Dr. Peter Anti, Executive Director of the Institute of Education Studies (IFEST), has cautioned policymakers and the public against relying solely on national averages to interpret the sharp decline in the 2025 WASSCE results.
Speaking on JoyNews’ AM Show, Dr. Anti stressed that the national statistics released by the West African Examinations Council (WAEC) fail to reveal the underlying issues affecting individual schools.
“If we want to understand what is happening, you don’t use the national averages,” he said. “You have to go to the schools and look at their performances over the years, or for that particular year that the exam produced the average.

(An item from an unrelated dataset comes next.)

PR #3071, opened 2017-02-22
Migrate needs to the Publishing API

cbaines:
Recently, some work was done regarding Maslow and the Need API, to turn needs in to content in the Publishing API.

Whitehall stores, and can edit what needs are associated with detailed guides. Currently this is done by storing a list of numerical identifiers (need ids), and sending them to the Publishing API. The new way of doing this is to store this data in the Publishing API in the form of links.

Then you would know which schools performed extremely well or poorly during that period."
Dr. Anti argued that school-level analysis is crucial for identifying institutions with significant drops in performance and understanding the factors behind these declines.
“These drivers are what we need to go into the data and look for,” he added. “We need to identify the individual schools that didn’t perform well this year and then ask ourselves what really happened. These are policy issues," he explained.
The caution comes in the wake of WAEC’s provisional release of the 2025 WASSCE results, which revealed worrying declines in several core subjects. A total of 461,736 candidates from 1,021 schools sat the exams, a slight increase of 0.24% from 2024, while 5,821 candidates (1.26%) were absent.
Core Mathematics emerged as the most alarming concern, with over half of the candidates, 220,008 students failing, marking the worst performance in seven years.
Education analysts say the trend raises questions about teaching quality, supervision, resources, and student preparedness. Dr. Anti warned that broad national statistics risk obscuring the disparities between schools, and urged evidence-based, school-level approaches to guide policy reforms.